Bühlbecker sieht die zeitliche Dynamik als das große Problem. „Wir Mittelständler haben keine Möglichkeit, die Mehrkosten sofort an den Handel weiterzugeben.“ Preisabsprachen gelten meist für ein halbes oder ganzes Jahr. Die Verhandlungen ziehen sich meist über Monate hin. In diesem Winter waren viele eskaliert: Händler wie Edeka listeten viele Markenprodukte etwa von Eckes-Granini, PepsiCo oder Mondelez aus.
Eine Abkehr von „alten“ Verhandlungsritualen zwischen Handel und Herstellern fordert deshalb Roland Verdev, Geschäftsführer von The Family Butchers: „Jetzt pressiert es, sonst könnten viele Unternehmen einen Genickbruch erleiden.“ Deutschlands zweitgrößter Wurst- und Schinkenproduzent bekommt Signale, dass der Handel die notwendigen Preiserhöhungen annimmt. „Einige Handelspartner sind bereit, über Monatspreise zu sprechen statt wie sonst üblich über Halbjahres- oder Jahrespreise“, so Verdev.
Bereits vergangene Woche hatte Deutschlands größter Fleischproduzent Tönnies seine Kontrakte mit dem Handel ausgesetzt und eine sofortige Anpassung der Preise verlangt. Tönnies beruft sich auf „höhere Gewalt“ und „massive Störungen sämtlicher Geschäftsgrundlagen“: Strom- und Gaslieferanten machten von ihrem Sonderkündigungsrecht aufgrund höherer Gewalt Gebrauch. Die Logistik berufe sich auf Force majeure, weil ukrainische Fahrer ausfallen.
Fleischtheke
Die großen Fleischproduzenten wie Tönnies, Westfleisch und Vion verlangen vom Handel eine schnelle Anpassung der Preise nach oben.
Bild: dpa
Auch die Mitbewerber Westfleisch und Vion erheben seit Montag Krisenaufschläge von mehr als fünf Cent pro Kilo Fleisch. Hubert Kelliger, Vertriebsleiter von Westfleisch, beobachtet: „Der Handel ist verständnisvoll, macht Verträge auf.“ Kelliger erwartete am Montag „schnelle Ergebnisse mit dem Handel schon in diesen Tagen“.
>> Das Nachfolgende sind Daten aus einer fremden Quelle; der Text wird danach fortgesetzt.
PR #1312, opened 2023-06-15
feat(cloudflare-pages): add config to customize generated `_routes.json`

### LINKED ISSUE #1291: Cloudflare Pages: Don’t overwrite _routes.json if present in the public folder
### Describe the feature

Auto-generating a `_routes.json` file for Cloudflare Pages is great, but there are some cases where it makes sense to just manually write a _routes.json
For example, if you have more than 100 static routes, or if an API path that is available during pre-rendering isn’t available on the server (for example, IPX/nuxt image)
Before #965 I could just put a `_routes.json` in my public folder and it would be copied and deployed, but after #965 it would overwrite my manual `_routes.json` with the auto-generated one. So, it would be nice if Nitro didn’t overwrite manual `_routes.json` files.
I’ve prepared a fix that passes all the tests and I can open a PR if this sounds good.

### Additional information

AWBroch:
### 🔗 Linked issue

Resolves #1291 

### ❓ Type of change

### 📚 Description

Resolves #1291, adds test for it and updates documentation. (Is the documentation change necessary, or should I take it out?)

### 📝 Checklist

### DIFF
--- a/test/fixture/nitro.config.ts
+++ b/test/fixture/nitro.config.ts
@@ -87,7 +87,7 @@ export default defineNitroConfig({
   cloudflare: {
     pages: {
       routes: {
-        include: ["/api/*", "/blog/*"],
+        include: ["/*", "/api/*", "/blog/*"],
         exclude: ["/blog/static/*"],
       },
     },


AWBroch:
Personally, I think having the override property in settings (`cloudflarePages: { routes: { include: [], exclude: [] } }`) makes sense. I could change the PR to do this, or would a discussion be better?

pi0:
Sure feel free to directly make changes in this PR.

AWBroch:
Alright, thanks, I think I it’s ready for a review

src/types/presets.ts
```diff
@@ -65,4 +67,23 @@ export interface PresetOptions {
       maxDuration: number;
     };
   };
+  cloudflarePages: {
```
Hebilicious, line 70: I would prefer if we used `cloudflare.pages.routes` instead of `cloudflarePages.routes`

Hebilicious (commented):
@pi0 Something similar is happening in the Azure PR #1344 , but this PR use a different approach.

- Azure PR merge the default nitro config with the user provided one, and gives priority to the user one
- This PR replaces the entire generated nitro config with user provided one.

I would go ahead even though this approach is different and try to collect user feedback to see which approach makes the most sense. To be extremely thorough we should offer both merge and replace, that being said I'm not sure if there would be users for both features.

NicholasDawson:
> @pi0 Something similar is happening in the Azure PR #1344 , but this PR use a different approach.
> 
> * Azure PR merge the default nitro config with the user provided one, and gives priority to the user one
> * This PR replaces the entire generated nitro config with user provided one.
> 
> I would go ahead even though this approach is different and try to collect user feedback to see which approach makes the most sense. To be extremely thorough we should offer both merge and replace, that being said I'm not sure if there would be users for both features.

Just to provide some input into this discussion since I implemented the azure version of this feature. The advantage of merging is that route entries are auto generated and updated on every build so the developer doesn't have to manually change these entries when they add new routes that are static.

With the case of merging, if the developer wants to overwrite or change a route they can add their own entry which will trump the autogenerated entry.

The only situation where this leaves something to be desired is if the developer wants to remove routes from the config that are autogenerated by nitro, but I can't see this happening from my experience.

AWBroch:
I could also add an `override` or `merge` option to the`cloudflare.pages` config, it wouldn’t be too complicated to have both. Personally, I’d rather have `override` as the default and it can be turned off with either `override: false` or `merge: true`. Thoughts?

AWBroch:
Alright, it’s ready for review

src/presets/cloudflare-pages.ts
```diff
@@ -56,56 +56,75 @@ export const cloudflarePagesStatic = defineNitroPreset({
...
     exclude: [],
   };
 
-  // Exclude public assets from hitting the worker
-  const explicitPublicAssets = nitro.options.publicAssets.filter(
-    (i) => !i.fallthrough
-  );
+  if (
+    nitro.options.cloudflare?.pages?.routes == null ||
+    nitro.options.cloudflare.pages.routes!.merge
```
Hebilicious, line 78:
```suggestion
    nitro.options.cloudflare?.pages?.routes?.merge
```

src/presets/cloudflare-pages.ts
```diff
@@ -56,56 +56,75 @@ export const cloudflarePagesStatic = defineNitroPreset({
...
+  ) {
+    routes.exclude.push(
+      ...(nitro.options.cloudflare?.pages?.routes?.exclude ?? [])
+    );
+    routes.include.push(
+      ...(nitro.options.cloudflare?.pages?.routes?.exclude ?? [])
```
Hebilicious, line 84:
```suggestion
      ...(nitro.options.cloudflare?.pages?.routes?.include ?? [])
```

Die großen Lebensmittelketten in Deutschland, die in hartem Wettbewerb stehen, scheuen für gewöhnlich Preiserhöhungen. Schon wenige Cent mehr treiben Kunden zur Konkurrenz. Discounter und Eigenmarken könnten profitieren, spekuliert Georgi von Nielsen IQ. Der Handel gibt sich bedeckt: „Inwiefern steigende Kosten auf den Vorstufen konkret durch die Kette weitergegeben werden, können wir aktuell nicht seriös vorhersagen“, heißt es von Rewe.
Stefanie Sabet, Geschäftsführerin der Bundesvereinigung der Deutschen Ernährungsindustrie, warnt: „Die Belastungsgrenzen der Unternehmen sind erreicht. Es braucht dringend Entlastungen, um die Versorgungssicherheit nicht zu gefährden.“ Unternehmer Bühlbecker fordert keine Subventionen, fragt sich aber: „Muss der Staat in einer Notsituation wie dieser durch Mineralölsteuer und Mehrwertsteuer kräftig mitkassieren?“ Seine Forderung: Der Staat müsse die hohen Energiepreise abfedern, sonst bliebe mancher Hersteller auf der Strecke.